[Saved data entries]
PR #622, opened 2025-09-26
Update CMakeLists.txt

rakithab:
HTTP no longer supported for files hosted at JLab. HTTPS  support has been added to CMake configuration so that it can auto-download map files.


rakithab:
Fixed the CMakeLists.txt to support https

## Brief
No line before the one with "Update CMakeLists.txt" belongs in the answer; copy that line and the rest of the records exactly.

## Expected output
Update CMakeLists.txt

rakithab:
HTTP no longer supported for files hosted at JLab. HTTPS  support has been added to CMake configuration so that it can auto-download map files.


rakithab:
Fixed the CMakeLists.txt to support https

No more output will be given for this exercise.